§ Instructions to follow:
"case" appears in how many lines of the entries? State only the number.

§ Available records:
BEGIN
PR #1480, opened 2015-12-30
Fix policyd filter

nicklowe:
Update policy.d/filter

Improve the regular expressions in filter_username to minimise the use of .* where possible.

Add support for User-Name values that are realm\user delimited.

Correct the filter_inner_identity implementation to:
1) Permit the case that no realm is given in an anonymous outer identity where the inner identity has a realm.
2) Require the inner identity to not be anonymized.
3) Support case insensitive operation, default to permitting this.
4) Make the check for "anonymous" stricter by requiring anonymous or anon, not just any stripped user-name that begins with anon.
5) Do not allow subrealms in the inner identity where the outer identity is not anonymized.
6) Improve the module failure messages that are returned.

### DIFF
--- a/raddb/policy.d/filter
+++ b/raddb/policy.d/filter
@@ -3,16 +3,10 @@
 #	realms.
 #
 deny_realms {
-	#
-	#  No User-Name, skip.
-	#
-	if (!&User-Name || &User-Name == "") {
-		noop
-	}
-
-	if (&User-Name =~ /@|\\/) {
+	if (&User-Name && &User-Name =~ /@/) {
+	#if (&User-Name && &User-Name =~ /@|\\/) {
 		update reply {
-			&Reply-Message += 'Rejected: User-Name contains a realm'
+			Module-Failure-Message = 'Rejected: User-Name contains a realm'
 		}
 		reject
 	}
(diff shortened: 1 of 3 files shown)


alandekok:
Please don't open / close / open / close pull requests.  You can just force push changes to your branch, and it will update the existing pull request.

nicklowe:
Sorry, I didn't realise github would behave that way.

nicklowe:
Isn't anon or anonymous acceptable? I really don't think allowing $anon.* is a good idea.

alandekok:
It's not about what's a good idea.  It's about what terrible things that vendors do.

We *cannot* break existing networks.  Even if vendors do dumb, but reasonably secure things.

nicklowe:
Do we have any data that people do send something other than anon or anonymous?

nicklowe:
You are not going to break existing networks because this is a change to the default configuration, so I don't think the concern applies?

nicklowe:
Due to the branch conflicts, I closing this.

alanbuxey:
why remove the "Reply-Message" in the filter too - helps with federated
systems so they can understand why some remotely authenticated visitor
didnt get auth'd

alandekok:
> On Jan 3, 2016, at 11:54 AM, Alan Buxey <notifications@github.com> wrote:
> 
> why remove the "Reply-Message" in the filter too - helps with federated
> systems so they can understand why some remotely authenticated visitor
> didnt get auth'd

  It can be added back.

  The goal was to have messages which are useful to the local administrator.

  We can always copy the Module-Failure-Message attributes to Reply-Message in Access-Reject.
END
BEGIN
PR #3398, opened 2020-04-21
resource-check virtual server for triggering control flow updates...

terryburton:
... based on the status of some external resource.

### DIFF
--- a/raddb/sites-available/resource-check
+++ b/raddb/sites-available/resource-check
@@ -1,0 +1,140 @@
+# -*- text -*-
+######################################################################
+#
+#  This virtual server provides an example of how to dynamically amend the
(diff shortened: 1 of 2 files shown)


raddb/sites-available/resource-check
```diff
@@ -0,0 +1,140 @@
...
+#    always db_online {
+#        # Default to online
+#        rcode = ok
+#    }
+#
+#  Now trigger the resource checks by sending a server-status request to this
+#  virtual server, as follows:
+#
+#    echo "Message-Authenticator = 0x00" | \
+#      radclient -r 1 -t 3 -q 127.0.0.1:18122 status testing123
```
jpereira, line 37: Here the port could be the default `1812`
END
§ Written response:
2